I've had various kodansha level people tell me that I move incorrectly, and that we don't need that kind of power anymore in kendo and iaido.

lbb 12-10-2012 08:26 AM

Re: aiki, aikido, tomato, tomahto
 
Quote:

Mark Murray wrote: (Post 320399)
Sorry, Mary, should have made it clearer that I was using your post as a springboard and "you" was plural.

Fair enough, thanks for the explanation. For what it's worth, I think the dialogue is slowly improving. We'll get there eventually.

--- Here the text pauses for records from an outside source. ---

PR #142, opened 2017-01-22
Add transport type constants and factory to extract creation responsability and magic strings from Connection.ts class

CarlosLanderas:
Add transport type constants and factory to extract creation responsability and magic strings from Connection.ts class

### DIFF
--- a/src/Microsoft.AspNetCore.SignalR.Client.TS/Connection.ts
+++ b/src/Microsoft.AspNetCore.SignalR.Client.TS/Connection.ts
@@ -18,6 +18,7 @@ export class Connection {
     private connectionId: string;
     private httpClient: IHttpClient;
     private transport: ITransport;
+    private transportFactory: TransportFactory;
     private dataReceivedCallback: DataReceived = (data: any) => { };
     private connectionClosedCallback: ConnectionClosed = (error?: any) => { };
 
@@ -26,6 +27,7 @@ export class Connection {
         this.queryString = queryString;
         this.httpClient = options.httpClient || new HttpClient();
         this.connectionState = ConnectionState.Disconnected;
+        this.transportFactory = new TransportFactory(this.httpClient);
     }
 
     async start(transportName: string = TransportType.webSockets): Promise<void> {
@@ -33,7 +35,7 @@ export class Connection {
             throw new Error("Cannot start a connection that is not in the 'Disconnected' state");
         }
 
-        this.transport = new TransportFactory(this.httpClient).create(transportName);        
+        this.transport = this.transportFactory.create(transportName);        
         this.transport.onDataReceived = this.dataReceivedCallback;
         this.transport.onError = e => this.stopConnection(e);
 
--- a/src/Microsoft.AspNetCore.SignalR.Client.TS/Connection.ts
+++ b/src/Microsoft.AspNetCore.SignalR.Client.TS/Connection.ts
@@ -3,6 +3,7 @@ import { ITransport, WebSocketTransport, ServerSentEventsTransport, LongPollingT
 import { IHttpClient, HttpClient } from "./HttpClient"
 import { ISignalROptions } from "./ISignalROptions"
 import { TransportType } from './TransportType';
+import { TransportFactory } from './TransportFactory';
 
 enum ConnectionState {
     Disconnected,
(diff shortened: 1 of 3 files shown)


src/Microsoft.AspNetCore.SignalR.Client.TS/Connection.ts
```diff
@@ -26,12 +28,12 @@ export class Connection {
...
     }
 
-    async start(transportName: string = 'webSockets'): Promise<void> {
+    async start(transportName: string = TransportType.webSockets): Promise<void> {
         if (this.connectionState != ConnectionState.Disconnected) {
             throw new Error("Cannot start a connection that is not in the 'Disconnected' state");
         }
 
-        this.transport = this.createTransport(transportName);
+        this.transport = new TransportFactory(this.httpClient).create(transportName);
```
davidfowl: Shouldn't the transport factory be passed into the connection object? Or created in the ctor (since we don't quite have pluggability here as yet).

CarlosLanderas: Since httpClient is created considering the ISignalROptions in Connection class, I've changed it to create the instance in the Ctor.

src/Microsoft.AspNetCore.SignalR.Client.TS/TransportFactory.ts
```diff
@@ -0,0 +1,23 @@
+import { ITransport, WebSocketTransport, ServerSentEventsTransport, LongPollingTransport } from "./Transports"
```
moozzyk: I don't like this being exposed as a separate module. I don't think it is of any use outside the connection (that's why createTransport was private)

src/Microsoft.AspNetCore.SignalR.Client.TS/Connection.ts
```diff
@@ -16,6 +18,7 @@ export class Connection {
     private connectionId: string;
     private httpClient: IHttpClient;
     private transport: ITransport;
+    private transportFactory: TransportFactory;
```
moozzyk: Not sure why this is a class variable. We create transport only in one place...

src/Microsoft.AspNetCore.SignalR.Client.TS/TransportType.ts
```diff
@@ -0,0 +1,5 @@
+export const TransportType =  {
+    webSockets : 'webSockets',
+    serverSentEvents : 'serverSentEvents',
+    longPolling : 'longPolling'
+};
```
moozzyk: nit: add new line

src/Microsoft.AspNetCore.SignalR.Client.TS/Connection.ts
```diff
@@ -24,14 +27,15 @@ export class Connection {
...
     }
 
-    async start(transportName: string = 'webSockets'): Promise<void> {
+    async start(transportName: string = TransportType.webSockets): Promise<void> {
         if (this.connectionState != ConnectionState.Disconnected) {
             throw new Error("Cannot start a connection that is not in the 'Disconnected' state");
         }
 
-        this.transport = this.createTransport(transportName);
+        this.transport = this.transportFactory.create(transportName);
```
moozzyk: nit: remove trailing spaces

src/Microsoft.AspNetCore.SignalR.Client.TS/Connection.ts
moozzyk: I have some doubts here 
 - we create transports only in one place - why do we need the factory (which is public module)? What's the advantage over the factory function that did just that, was "private" and did not add more to the object state?
 - because the factory is now created in the ctor we need to keep track of it in yet another class variable (referred to as "object state" above)
 - I am also sure if the factory will help in case of custom transports. I would imagine that it would be much easier for the user just to create a custom transport and pass it (when supported) instead of creating a factory that creates a custom transport especially if you think about the dependencies custom transport will require

CarlosLanderas:
Thanks for the review moozzyk, maybe the best idea is closing the pull request, because the only thing that would be keeped is the module with constants. I will keep an eye in the evolution of your code design next months.

moozzyk:
@CarlosLanderas - thank you. I do appreciate your effort. I think this code will evolve when we start adding support for custom transports and formatters when we may bring some of your ideas back to life.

Basia Halliop 12-10-2012 10:59 AM

Re: aiki, aikido, tomato, tomahto
 
Quote:

So, the theory is that no one can "authoritatively state what Ueshiba was doing". I think that's fairly easy to disprove once the research is done
For me, this isn't really the important question. As someone pointed out, it's still just an appeal to authority, which to me isn't really much of an argument for something - it kind of feels like changing the subject (I know it isn't intended that way). It simply doesn't really do much to help me figure out if something is going to be important or useful to me in my own life. It's like trying to sell a product by telling me that a lot of really cool people use it -- I've never found those kinds of ads to be particularly relevant to me, or even to particularly pique my interest. Fundamentally if something's interesting it's because it's interesting itself.

In the end, for me whether something interests me enough to make an effort to learn more about it or not is going to come down to the actual content. Unfortunately this can be a barrier in this particular case since the things being spoken of are kinesthetic and it seems to be pretty difficult to have a verbal discussion about them, particularly without prior knowledge. So I guess I do see why discussions often just devolve into appeals to authority... But sadly the result is that the discussions can be kind of boring and off-putting to someone who isn't already fascinated by the subject.